2.9. Western Blot Analysis STAT3/pSTAT3

Western blot analyses were performed to detect pSTAT3, STAT3, and α-Tubulin expression in iPSC-derived macrophages after IL-10 (20 ng/mL) stimulation. Thirty minutes after stimulation, cells were washed and detached. Cell pellets were resuspended in lysis buffer (50 mM HEPES, 150 mM NaCl, 50 mM NaF, 10 mM Na₄P₂O₇, 10% glycerin, 1% Triton X-100) with 1 µL of Halt™ Protease Inhibitor Cocktail (Thermo Fisher Scientific). Protein lysate was loaded on a polyacrylamide gel, and gel electrophoresis was performed.

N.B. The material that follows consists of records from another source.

PR #255, opened 2021-07-18
Highlight tag attributes via tree-sitter.

adriantrunzo:
This pull request sets the [correct color](https://spec.draculatheme.com/#HtmlCssAttributeNames) (italic green) for the  `TSTagAttribute` highlight group used by treesitter for tag attributes in JSX. By default, the nvim-treesitter package links `TSTagAttribute` to `TSProperty`, which in turns links to `Identifier`, which makes the attributes appear as white text.

Before:
Screen Shot 2021-07-17 at 7 35 46 PM

After:
Screen Shot 2021-07-17 at 7 24 24 PM

### DIFF
--- a/after/plugin/dracula.vim
+++ b/after/plugin/dracula.vim
@@ -89,6 +89,8 @@ if exists('g:loaded_nvim_treesitter')
   hi! link TSTitle DraculaYellow
   hi! link TSLiteral DraculaYellow
   hi! link TSURI DraculaYellow
+  " # Tags
+  hi! link TSTagAttribute DraculaGreenItalic
 endif
 " }}}
 
--- a/after/plugin/dracula.vim
+++ b/after/plugin/dracula.vim
@@ -62,6 +62,11 @@ if has('nvim-0.5') && luaeval("pcall(require, 'gitsigns')")
 endif
 " }}}
 " Tree-sitter: {{{
+" The nvim-treesitter library defines many global highlight groups that are
+" linked to the regular vim syntax highlight groups. We only need to redefine
+" those highlight groups when the defaults do not match the dracula
+" specification.
+" https://github.com/nvim-treesitter/nvim-treesitter/blob/master/plugin/nvim-treesitter.vim
 if exists('g:loaded_nvim_treesitter')
   " # Misc
   hi! link TSPunctSpecial Special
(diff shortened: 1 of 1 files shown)


benknoble:
Is this highlight group defined globally or only for certain files (such as JS)?

If it affects more than JS, I want to know what other places it can appear in.

Otherwise LGTM

adriantrunzo:
> Is this highlight group defined globally or only for certain files (such as JS)?

Great question. It is defined globally. As far as I know all of the highlight groups in nvim-treesitter are global, even if they may only be used by a few languages.

> If it affects more than JS, I want to know what other places it can appear in.

The two places I find the group being applied are for [jsx](https://github.com/nvim-treesitter/nvim-treesitter/blob/fb5d6e04a87863d01a45dab2cbafec4e2a74822b/queries/jsx/highlights.scm#L7) and [html tags](https://github.com/nvim-treesitter/nvim-treesitter/blob/fb5d6e04a87863d01a45dab2cbafec4e2a74822b/queries/html_tags/highlights.scm#L4). In both instances it looks like the group was added just 5 days ago.. 

It is difficult to say how many small pull requests like this one will come up in the future. I honestly had no idea how tree-sitter/nvim-treesitter worked until doing a bit of research for that other issue yesterday, but I will keep an eye on it.

benknoble:
The global definition is odd, to me, but if it's only used in those places then I approve. @dsifford ?

benknoble (approved):

benknoble:
Actually, having said that, it might be nice to document (or at least link this PR and related issue in a comment) what the thing is for. `Tags` is not really an explanation (referring to the comment).

adriantrunzo:
@benknoble Good idea, I added some more comments. Let me know what you think.

dsifford:
I missed this somehow so my apologies. I'll kick the tires on this tomorrow to see if there's any negative impact in other places unless you otherwise have @benknoble

benknoble:
@dsifford I have not, my only due-diligence here has been in comments.

benknoble (approved):

benknoble:
@adriantrunzo thanks, that looks great

dsifford:
Sorry for the delay here. Just checked this out a bit more and LGTM for now. Thanks!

Samples were blotted for 1.5 h at 4 °C (400 mA) onto nitrocellulose membranes. Membranes were blocked for 1 h at RT with 5% bovine serum albumin (BSA; PAA, Pasching, Austria) for pSTAT3 or 3% milk powder in PBS (Carl Roth, Karlsruhe, Germany) for STAT3 and α-Tubulin staining. STAT3 (1:2000, Cell Signaling Technology, Frankfurt, Germany), pSTAT3 (1:1000, Cell Signaling Technology, Frankfurt am Main, Germany), or α-Tubulin (1:10,000, Abcam, Cambridge, UK) antibody staining was performed overnight at 4 °C. Secondary antibody staining (Goat-anti-mouse 1:5000 or goat-anti-rabbit 1:5000; Abcam, Cambridge, UK) was performed according to the manufacturer’s description for 1 h at room temperature. Proteins were detected with the SuperSignal West Pico Chemoluminescent Substrate (Thermo Fisher Scientific, Darmstadt, Germany) with a FusionFX instrument (Peqlab, Darmstadt, Germany).